Problem details: Search the lines of the records for the word "forward", and copy every line that has it.

Entries shown:
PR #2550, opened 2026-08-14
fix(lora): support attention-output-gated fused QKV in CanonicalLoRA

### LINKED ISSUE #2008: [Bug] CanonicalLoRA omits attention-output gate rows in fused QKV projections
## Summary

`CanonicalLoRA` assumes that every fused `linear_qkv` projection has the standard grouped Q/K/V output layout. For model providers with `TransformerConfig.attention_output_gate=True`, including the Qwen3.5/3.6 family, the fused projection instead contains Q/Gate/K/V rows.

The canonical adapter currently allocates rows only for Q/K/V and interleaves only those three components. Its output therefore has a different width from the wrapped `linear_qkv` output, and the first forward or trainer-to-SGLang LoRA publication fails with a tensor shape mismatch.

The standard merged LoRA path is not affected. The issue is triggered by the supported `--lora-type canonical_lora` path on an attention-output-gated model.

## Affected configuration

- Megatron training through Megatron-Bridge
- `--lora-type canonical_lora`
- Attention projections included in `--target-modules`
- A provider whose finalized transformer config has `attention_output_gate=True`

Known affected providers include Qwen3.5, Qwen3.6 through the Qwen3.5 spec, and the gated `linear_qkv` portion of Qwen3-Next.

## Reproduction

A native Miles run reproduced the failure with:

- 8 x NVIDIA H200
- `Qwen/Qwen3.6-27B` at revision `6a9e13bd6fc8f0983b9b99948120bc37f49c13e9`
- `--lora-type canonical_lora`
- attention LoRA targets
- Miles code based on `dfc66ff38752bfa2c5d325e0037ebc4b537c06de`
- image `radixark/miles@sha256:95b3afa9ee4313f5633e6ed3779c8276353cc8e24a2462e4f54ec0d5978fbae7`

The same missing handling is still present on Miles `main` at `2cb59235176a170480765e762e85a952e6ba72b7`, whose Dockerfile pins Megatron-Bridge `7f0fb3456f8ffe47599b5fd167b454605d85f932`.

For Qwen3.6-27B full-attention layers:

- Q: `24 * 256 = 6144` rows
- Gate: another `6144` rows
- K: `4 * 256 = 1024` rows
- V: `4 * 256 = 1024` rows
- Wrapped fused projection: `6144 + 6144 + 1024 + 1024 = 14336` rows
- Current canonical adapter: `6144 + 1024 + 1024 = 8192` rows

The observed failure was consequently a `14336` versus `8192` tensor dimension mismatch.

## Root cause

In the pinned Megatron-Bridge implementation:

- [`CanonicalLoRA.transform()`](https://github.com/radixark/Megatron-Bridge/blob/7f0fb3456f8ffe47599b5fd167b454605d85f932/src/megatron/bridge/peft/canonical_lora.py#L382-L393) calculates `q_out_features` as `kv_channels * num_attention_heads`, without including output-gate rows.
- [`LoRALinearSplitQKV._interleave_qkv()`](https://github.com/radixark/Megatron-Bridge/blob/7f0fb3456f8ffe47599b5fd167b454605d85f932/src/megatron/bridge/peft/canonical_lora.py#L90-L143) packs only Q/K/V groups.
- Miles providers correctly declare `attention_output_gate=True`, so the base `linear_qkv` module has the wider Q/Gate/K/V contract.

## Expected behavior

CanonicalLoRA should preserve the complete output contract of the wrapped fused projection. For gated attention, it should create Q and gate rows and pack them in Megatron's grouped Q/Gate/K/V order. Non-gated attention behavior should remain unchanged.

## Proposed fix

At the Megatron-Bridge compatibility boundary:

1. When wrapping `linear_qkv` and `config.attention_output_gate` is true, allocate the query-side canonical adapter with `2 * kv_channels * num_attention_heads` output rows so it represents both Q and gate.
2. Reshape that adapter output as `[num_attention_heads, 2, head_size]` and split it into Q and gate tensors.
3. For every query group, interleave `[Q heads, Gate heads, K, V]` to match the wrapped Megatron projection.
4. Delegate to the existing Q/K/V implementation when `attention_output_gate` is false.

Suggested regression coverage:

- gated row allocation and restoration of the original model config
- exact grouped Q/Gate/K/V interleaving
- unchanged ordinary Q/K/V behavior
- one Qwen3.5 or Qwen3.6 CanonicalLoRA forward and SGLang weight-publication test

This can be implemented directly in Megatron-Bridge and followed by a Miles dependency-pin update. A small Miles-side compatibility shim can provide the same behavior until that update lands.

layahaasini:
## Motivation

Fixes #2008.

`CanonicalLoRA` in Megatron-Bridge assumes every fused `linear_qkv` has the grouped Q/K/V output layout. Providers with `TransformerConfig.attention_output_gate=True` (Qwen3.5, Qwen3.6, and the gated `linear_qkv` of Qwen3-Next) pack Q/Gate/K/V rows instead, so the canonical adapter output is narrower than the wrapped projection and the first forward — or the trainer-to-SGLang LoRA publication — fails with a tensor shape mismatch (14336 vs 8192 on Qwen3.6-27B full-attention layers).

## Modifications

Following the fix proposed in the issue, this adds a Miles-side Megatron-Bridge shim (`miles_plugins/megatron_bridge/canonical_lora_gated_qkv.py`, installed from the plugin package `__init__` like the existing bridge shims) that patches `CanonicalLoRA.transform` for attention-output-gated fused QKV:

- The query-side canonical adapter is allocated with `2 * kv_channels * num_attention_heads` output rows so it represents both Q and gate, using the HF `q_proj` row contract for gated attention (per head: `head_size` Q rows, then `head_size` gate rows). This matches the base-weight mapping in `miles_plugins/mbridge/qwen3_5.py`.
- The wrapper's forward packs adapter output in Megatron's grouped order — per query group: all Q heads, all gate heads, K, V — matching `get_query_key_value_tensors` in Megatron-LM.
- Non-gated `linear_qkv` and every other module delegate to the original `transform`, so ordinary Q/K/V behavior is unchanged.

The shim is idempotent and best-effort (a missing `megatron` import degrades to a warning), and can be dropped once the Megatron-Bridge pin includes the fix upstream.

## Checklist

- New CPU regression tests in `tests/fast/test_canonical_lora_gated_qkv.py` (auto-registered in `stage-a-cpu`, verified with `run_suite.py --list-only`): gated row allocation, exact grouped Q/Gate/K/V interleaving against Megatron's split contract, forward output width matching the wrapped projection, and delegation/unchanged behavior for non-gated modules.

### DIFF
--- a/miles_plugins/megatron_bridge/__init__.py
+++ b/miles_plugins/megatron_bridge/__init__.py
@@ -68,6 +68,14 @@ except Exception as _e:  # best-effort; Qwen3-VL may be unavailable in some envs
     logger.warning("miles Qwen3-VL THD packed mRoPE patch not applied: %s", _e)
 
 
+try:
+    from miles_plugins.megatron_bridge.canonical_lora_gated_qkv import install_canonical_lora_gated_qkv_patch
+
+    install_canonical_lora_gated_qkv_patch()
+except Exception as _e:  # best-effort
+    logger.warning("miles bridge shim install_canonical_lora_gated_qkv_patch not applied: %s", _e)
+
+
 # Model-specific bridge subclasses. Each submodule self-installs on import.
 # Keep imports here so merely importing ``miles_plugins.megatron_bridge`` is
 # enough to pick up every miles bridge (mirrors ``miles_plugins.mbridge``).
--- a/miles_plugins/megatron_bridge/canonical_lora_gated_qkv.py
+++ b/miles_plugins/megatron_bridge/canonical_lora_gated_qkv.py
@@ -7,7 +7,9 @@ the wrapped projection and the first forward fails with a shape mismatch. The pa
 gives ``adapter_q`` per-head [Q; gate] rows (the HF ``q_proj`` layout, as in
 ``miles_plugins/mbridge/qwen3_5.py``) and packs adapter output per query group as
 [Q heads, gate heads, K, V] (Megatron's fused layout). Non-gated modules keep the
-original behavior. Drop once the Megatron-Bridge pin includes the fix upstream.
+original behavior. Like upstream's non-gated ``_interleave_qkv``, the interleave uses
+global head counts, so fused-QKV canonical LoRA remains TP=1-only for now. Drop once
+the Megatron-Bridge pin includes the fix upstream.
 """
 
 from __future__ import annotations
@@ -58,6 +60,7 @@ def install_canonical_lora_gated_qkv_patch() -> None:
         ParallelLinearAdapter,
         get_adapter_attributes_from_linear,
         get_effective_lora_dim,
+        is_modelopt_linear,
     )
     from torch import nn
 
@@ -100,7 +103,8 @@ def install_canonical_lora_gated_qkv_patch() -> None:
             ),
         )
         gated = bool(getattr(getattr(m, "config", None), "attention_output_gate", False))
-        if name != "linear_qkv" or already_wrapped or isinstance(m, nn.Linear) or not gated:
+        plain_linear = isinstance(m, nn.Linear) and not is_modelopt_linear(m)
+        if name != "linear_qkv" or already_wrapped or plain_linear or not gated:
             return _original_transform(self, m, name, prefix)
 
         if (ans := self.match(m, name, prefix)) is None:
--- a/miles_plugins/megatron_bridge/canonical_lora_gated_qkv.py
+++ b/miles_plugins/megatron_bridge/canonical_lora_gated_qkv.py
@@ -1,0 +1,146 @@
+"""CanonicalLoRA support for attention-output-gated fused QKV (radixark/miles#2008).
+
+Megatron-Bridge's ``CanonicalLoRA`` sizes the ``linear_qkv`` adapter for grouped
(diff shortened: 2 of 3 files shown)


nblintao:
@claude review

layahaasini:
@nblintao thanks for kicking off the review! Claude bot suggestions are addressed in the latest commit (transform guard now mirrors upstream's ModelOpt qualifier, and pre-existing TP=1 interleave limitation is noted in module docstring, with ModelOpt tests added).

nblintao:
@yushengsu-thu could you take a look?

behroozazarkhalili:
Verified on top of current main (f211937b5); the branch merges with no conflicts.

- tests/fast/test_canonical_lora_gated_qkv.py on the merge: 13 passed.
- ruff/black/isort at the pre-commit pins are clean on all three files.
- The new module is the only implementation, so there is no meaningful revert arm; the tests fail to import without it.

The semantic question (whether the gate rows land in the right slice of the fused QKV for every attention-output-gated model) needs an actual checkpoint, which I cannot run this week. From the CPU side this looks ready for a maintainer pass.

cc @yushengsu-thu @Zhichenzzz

Solution:
The canonical adapter currently allocates rows only for Q/K/V and interleaves only those three components. Its output therefore has a different width from the wrapped `linear_qkv` output, and the first forward or trainer-to-SGLang LoRA publication fails with a tensor shape mismatch.
- one Qwen3.5 or Qwen3.6 CanonicalLoRA forward and SGLang weight-publication test
`CanonicalLoRA` in Megatron-Bridge assumes every fused `linear_qkv` has the grouped Q/K/V output layout. Providers with `TransformerConfig.attention_output_gate=True` (Qwen3.5, Qwen3.6, and the gated `linear_qkv` of Qwen3-Next) pack Q/Gate/K/V rows instead, so the canonical adapter output is narrower than the wrapped projection and the first forward — or the trainer-to-SGLang LoRA publication — fails with a tensor shape mismatch (14336 vs 8192 on Qwen3.6-27B full-attention layers).
- The wrapper's forward packs adapter output in Megatron's grouped order — per query group: all Q heads, all gate heads, K, V — matching `get_query_key_value_tensors` in Megatron-LM.
- New CPU regression tests in `tests/fast/test_canonical_lora_gated_qkv.py` (auto-registered in `stage-a-cpu`, verified with `run_suite.py --list-only`): gated row allocation, exact grouped Q/Gate/K/V interleaving against Megatron's split contract, forward output width matching the wrapped projection, and delegation/unchanged behavior for non-gated modules.
@@ -7,7 +7,9 @@ the wrapped projection and the first forward fails with a shape mismatch. The pa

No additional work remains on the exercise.